- **Input data**:
PR #5252, opened 2022-07-14
Add EIP-5252: Account-bound Finance

hskang9:
When opening a pull request to submit a new EIP, please use the suggested template: https://github.com/ethereum/EIPs/blob/master/eip-template.md

We have a GitHub bot that automatically merges some PRs. It will merge yours immediately if certain criteria are met:

 - The PR edits only existing draft PRs.
 - The build passes.
 - Your GitHub username or email address is listed in the 'author' header of all affected PRs, inside <triangular brackets>.
 - If matching on email address, the email address is the one publicly listed on your GitHub profile.

PR #5290, opened 2022-07-18
Make the CI Commenting Cleaner

Pandapip1:
Deletes the previous comment before posting a new one.

### DIFF
--- a/.github/workflows/ci-comment.yml
+++ b/.github/workflows/ci-comment.yml
@@ -11,7 +11,7 @@ jobs:
     runs-on: ubuntu-latest
     if: ${{ github.event.workflow_run.conclusion == 'failure' }}
     steps:
-      - name: 'Download artifact'
+      - name: Download Artifact
         uses: actions/github-script@v6
         with:
           script: |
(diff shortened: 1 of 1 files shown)


.github/workflows/ci-comment.yml
```diff
@@ -32,10 +32,17 @@ jobs:
...
-      - name: 'Unzip artifact'
+      - name: Unzip Artifact
         run: unzip pr_number.zip
+      
+      - name: Delete Previous Comment
+        uses: izhangzhihao/delete-comment@master
+        with: 
+          github_token: ${{ secrets.GITHUB_TOKEN }}
+          delete_user_name: github-actions[bot]
+          issue_number: ${{ github.event.number }}  # remove comments from the current PR
```
SamWilsn, line 43: Why remove previous comments? I've always preferred keeping everything in a coherent timeline, so you can see the history, but I guess I could be convinced otherwise.

Pandapip1: It clutters history. Very fast.

If you want to see the history of which checks passed and failed, the checks tab allows you to pull up the run results for a specific commit.

MicahZoltu:
This doesn't appear to have worked:
https://github.com/ethereum/EIPs/pull/5252#issuecomment-1189958932

Pandapip1:
Sam reverted it.

SamWilsn:
Do we want to bring it back? The rate limit has reset, so could try it again.

Pandapip1:
Honestly, I would prefer that it not comment at all.

The history of checks is easily viewable at a glance by clicking the status indicator beside each commit, and if more detail is required, from the checks panel of the GitHub PR UI. Having the bot comment every time there's a commit is... a lot of unnecessary comments.

SamWilsn:
My understanding is that it should only comment once per push, even if there are multiple commits. That said, I haven't tested it, and from what I've seen, it certainly seems to run on every applied suggestion.

I would be quite happy to not have it comment, but it is something @MicahZoltu asked for so I declare this a _contentious issue_ :rofl:

MicahZoltu:
I do think there is value because most authors don't actually look at CI status or the files section once their PR is created, so for most authors I think the commenting by the bot will be invisible.  By having the bot comment, it lets the author know "hey, you need to go look at your PR for it to move forward".

Pandapip1:
> By having the bot comment, it lets the author know "hey, you need to go look at your PR for it to move forward"

Okay, but then there should only ever be one such comment at any time, and it shouldn't trigger when the auto-merge bot "fails."

MicahZoltu:
I agree, we want to keep the comments to a minimum and only when actionable.  Ideally, only when there is a *new* thing the author needs to check but I am guessing that is hard.  I agree that deleting old comments is a good idea so the issue doesn't get filled with them.

PR #5302, opened 2022-07-21
Remove old EIP-20 file

Pandapip1:
Bye!


Pandapip1:
(I will need either @MicahZoltu or @lightclient to manually merge this once someone else approves)

MicahZoltu:
We had this here so that people who had links to it would not get a 404.  We never decided on an EOL strategy at the time, so it has sat here ever since.  It is not clear to me what the right deprecation strategy is here, whether now or sometime in the future.

Pandapip1:
Why not remove it then, and if people complain we re-add it?

MicahZoltu:
I'm not against that strategy.  It *has* been quite a while since we renamed this EIP.  Would like to hear thoughts from other editors.

Pandapip1:
Other Editor CC: @lightclient @axic @SamWilsn @gcolvin

Pandapip1:
@MicahZoltu everyone was okay with removing this file. Please *manually* merge.

PR #5311, opened 2022-07-22
Update EIP-173: Add EIP-165 dependency

fulldecent:
This is included in the text and this PR adds it to the metadata.


Pandapip1:
Personally, I wouldn't approve it because the standard would have to be brought up to current EIP formatting (and that involves non-normal changes). Alternatively, this could be manually merged. @MicahZoltu @lightclient thoughts?

fulldecent:
I went ahead and fixed other non-normative issues (section order, and metadata order) complained from the bot. 

I have not changed any text or normative things.

Pandapip1:
> I have not changed any text or normative things.

I think you have normative vs non-normative flipped around:

Normative: the meaning is unchanged.
Non-normative: the meaning is changed.

The concern was that updating the standard to current guidelines might have to result in normative changes, which we try to avoid in Final EIPs.

fulldecent:
I have not changed normative things. My changes are non-normative.

---

And in plain English: I didn't change any specs.

Pandapip1:
Sorry, let me be a bit more specific:

Some of the changes required by eipw here _require_ non-normative changes to the spec.

fulldecent:
Got it.

I try to get all non-normative changes in one PR so that gets merged with less oversight required.

And then other stuff I try to separate out, because that might get held up.

MicahZoltu (commented):
With approval by one of the authors and buy-in from the other editors, I think I would be OK with making all suggested eipw changes *except* for the `discussions-to` link change.

Regarding the currently proposed changes, `type` header field should come immediately before `category` header field so at least we aren't making the situation worse.

lightclient:
@fulldecent if you can update the `type` field to be above `category`, I will approve.

fulldecent:
@lightclient Got it, fixed at e0e0c1871072e0a93c89b0ded5c46acf9997f890

xinbenlv:
173 is FINAL, I lean towards follow IETF RFC approach to create a new EIP that "updates" EIP-165

Pandapip1:
ERC also needs to be replaced with EIP.

Pandapip1:
> 173 is FINAL, I lean towards follow IETF RFC approach to create a new EIP that "updates" EIP-165

This doesn't introduce any backwards compatibilities, and is therefore fine.

fulldecent:
This PR does not touch any mention of "ERC" or "EIP".

I am requesting that this here PR be reviewed and accepted as an incremental improvement and that any discussion of "ERC"/"EIP" be considered in a separate, isolated PR.

Pandapip1:
> This PR does not touch any mention of "ERC" or "EIP".

`eipw` still requires that you fix the instances.

xinbenlv:
> > This PR does not touch any mention of "ERC" or "EIP".
> 
> 
> 
> `eipw` still requires that you fix the instances.

I suggest EIPW to be updated so that it only check modified lines rather than full file.

Pandapip1:
> I suggest EIPW to be updated so that it only check modified lines rather than full file.

If the effort to bring an EIP up to date is not worth the change introduced in a PR, then the PR shouldn't be opened. `eipw` is specifically to *ensure* that all EIPs, regardless of age, are still of the correct format when they are changed. The errors must be fixed.

xinbenlv:
@fulldecent , You are correct. I take that back: the 173 already mandates 165. It's reasonable to add 165 as `requires`.

I am in favor of this commit to be merged without fixing all new requirement.

xinbenlv:
> > I suggest EIPW to be updated so that it only check modified lines rather than full file.
> 
> If the effort to bring an EIP up to date is not worth the change introduced in a PR, then the PR shouldn't be opened. `eipw` is specifically to _ensure_ that all EIPs, regardless of age, are still of the correct format when they are changed. The errors must be fixed.

While I can see the good heart behind the requirement, I think requiring this may unnecessarily turn away contributors who just have time to make small improvements. Let me file a issue and we can discuss it in our next EIPIP meeting

Pandapip1:
> While I can see the good heart behind the requirement, I think requiring this may unnecessarily turn away contributors who just have time to make small improvements. Let me file a issue and we can discuss it in our next EIPIP meeting

That's the point. We *want* to discourage small contributions as they take up precious editor time.

fulldecent:
Rather than telling editors what they can't merge, in an effort to save their time... let's instead tell editors what they can merge, while minimizing the amount of synchronous back-and-forth required for them to do so.

Basically all my PRs get merged in this repo, that's why I keep making them.

Pandapip1:
I'm fine with @SamWilsn merging this then.

Pandapip1 (approved):
I think the consensus has changed to "EIPW doesn't matter for Final EIPs."

CC @SamWilsn for manual merge

xinbenlv (approved):

Pandapip1:
CC (@mudgen, @danfinlay) for approval

Issue #5310, opened 2022-07-22
GitHub actions don't run for first time contributors


SamWilsn:
### Pull Request

https://github.com/ethereum/EIPs/pull/5164

### What happened?

`eipw` and friends didn't run automatically for this PR since this is the authors first time contributing.

Pandapip1:
This is due to a branch protection rule. CC @MicahZoltu @lightclient

SamWilsn:
I don't think so. I think this is just the default for GitHub actions.

MicahZoltu:
Any idea what happens if a first-time-contributor submits a PR that touches a `.workflow` file, such as to print out secrets?  While the number of second time editors to this repo is incredibly high, at least the current setup makes it a *little* harder to execute such an attack...

MicahZoltu:
We should probably limit the set of actions that can be run to protect against that attack vector more broadly, though I think there are actions that let you run arbitrary shell commands so I'm not sure that would help much.

Pandapip1:
Needs reopening.

MicahZoltu:
> We should probably limit the set of actions that can be run to protect against that attack vector more broadly, though I think there are actions that let you run arbitrary shell commands so I'm not sure that would help much.

The prescience of this comment is alarming.  😬

Pandapip1:
Still an issue.

Pandapip1:
Still an issue :|

Pandapip1:
Still an issue

Pandapip1:
Still an issue.

Pandapip1:
Still an issue.

Pandapip1:
Still an issue.

lightclient:
What do we need to do to resolve this?

Pandapip1:
Unsure.

Pandapip1:
Still an issue :|

Pandapip1:
I think this is still an issue.

Pandapip1:
I actually haven't seen this happen recently, so I'll assume that something solved this.

Issue #5298, opened 2022-07-20
Pin all GitHub Action dependencies to hash version.


MicahZoltu:
All GitHub action references should be like https://github.com/ethereum/EIPs/blob/a182311ee869fa8e5c3e7d4717a1ba5d856be8b4/.github/workflows/auto-merge-bot.yml#L16
Not like https://github.com/ethereum/EIPs/blob/a182311ee869fa8e5c3e7d4717a1ba5d856be8b4/.github/workflows/ci-comment.yml#L15

This protects us from supply chain attacks against this repository as only GitHub (who already has the ability to completely screw us) could sneak in a malicious change to a dependency, which has privileged access.

Pandapip1:
I feel like the more pressing issue is the fact that any of us editors can just arbitrarily change the CI on a whim. Want to add an action that deletes EIP-1? Go ahead! Want to add and/or remove other editors for the fun of it? Nobody's stopping you (except for the two editors with manual merge permissions who can undo it).

Pandapip1:
> This protects us from supply chain attacks against this repository as only GitHub (who already has the ability to completely screw us) could sneak in a malicious change to a dependency, which has privileged access.

Tags can't be modified. If we target a release, then this would provide the required protection without being too... hashy.

MicahZoltu:
> I feel like the more pressing issue is the fact that any of us editors can just arbitrarily change the CI on a whim. Want to add an action that deletes EIP-1? Go ahead! Want to add and/or remove other editors for the fun of it? Nobody's stopping you (except for the two editors with manual merge permissions who can undo it).

Yes, we should fix this as well.  I think there is already an issue for this somewhere?  If not, we should create one.

> Published tags can't be modified, as they are locked to a specific commit. If we target a release, then this would provide the required protection without being too... hashy.

Are you sure about this?  GitHub will happily let you delete a git tag and publish a new one pointing at a new commit.  I would be mildly surprised to hear that they follow a different set of rules for their actions system.

Pandapip1:
> GitHub will happily let you delete a git tag and publish a new one pointing at a new commit. 

Huh, I didn't know this. Good to know!

Pandapip1:
Needs reopening.

Pandapip1:
Still an issue

Pandapip1:
Anyone want to do this?

Pandapip1:
Still an issue

Pandapip1:
See #5797.

PR #5312, opened 2022-07-22
Improvify GitHub Action

Pandapip1:
Fixes https://github.com/ethereum/EIPs/issues/5298, Fixes https://github.com/ethereum/EIPs/issues/5310, and fixes a lot of ugliness

Yes, I know improvify isn't a word and that I should use improve.

Will need manual merge from @MicahZoltu or @lightclient


Pandapip1:
I keep on forgetting these things will auto merge....

Pandapip1:
Never mind!

.github/workflows/ci.yml
```diff
@@ -80,13 +86,18 @@ jobs:
...
         with:
           name: pr_number
           path: pr/
+
       - name: Checkout EIP Repository
         uses: actions/checkout@2541b1294d2704b0964813337f33b291d3f8596b
-      - uses: ethereum/eipw-action@master
+
+      - name: Run EIPW
+        uses: ethereum/eipw-action@ca327b6089abbb281e4c51eda75c3bdbac0e01f8
```
SamWilsn, line 100: Until we're happy with the lints for `eipw`, would it be okay to keep this pointing at `master`?

It's under the `ethereum` organization, so I think the risk of supply chain attacks is a bit lower.

.github/workflows/ci.yml
```diff
@@ -1,45 +1,52 @@
...
+
     runs-on: ubuntu-latest
-    
+
     steps:
       - name: Checkout EIP Repository
         uses: actions/checkout@2541b1294d2704b0964813337f33b291d3f8596b
-      
+        with:
+          ref: "refs/pull/${{ github.event.number }}/merge"
```
SamWilsn, line 17: Oh this is neat, so it'll run with the workflow file from `master`, but fetch from the PR?

.github/workflows/ci.yml
```diff
@@ -49,26 +56,31 @@ jobs:
...
+      - name: Set Up Rust Toolchain
+        uses: actions-rs/toolchain@b2417cde72dcf67f306c0ae8e0828a81bf0b189f
+        with:
+          toolchain: stable
+
+      - name: Install EIP Validator
+        run: cargo install eipv --version=0.4.0
+
+      - name: Run EIP Validator
+        run: eipv EIPS/ --ignore=title_max_length,missing_discussions_to --skip=eip-20-token-standard.md
```
MicahZoltu, line 77: Why was this indented?  At a glance, the original indentation was also correct I think?  YAML is dumb, but I believe both of the following are correct forms for a list
```yml
key:
- item1
- item2
- item3
```
```yml
key:
  - item1
  - item2
  - item3
```

.github/workflows/ci.yml
```diff
@@ -1,45 +1,52 @@
...
     name: CodeSpell
+
     runs-on: ubuntu-latest
+
     steps:
       - name: Checkout EIP Repository
         uses: actions/checkout@2541b1294d2704b0964813337f33b291d3f8596b
-        
+        with:
+          ref: "refs/pull/${{ github.event.number }}/merge"
```
MicahZoltu, line 48: What does this do?

.github/workflows/ci.yml
Pandapip1: Yes

.github/workflows/ci.yml
Pandapip1: Because the indentation was the latter for every single other job, so I matched them for consistency.

.github/workflows/ci.yml
Pandapip1: Pulls the files from the PR. I changed the event to `pull_request_target`, which always runs (even for new contributors) but also changes the default checkout behaviour to checkout the master branch of the original repo.

MicahZoltu (approved):

Rachi26:
Nice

- **Work order**: For the records above, count the lines holding the word "separate" and give only that number.

- **Answer to this exercise**: 2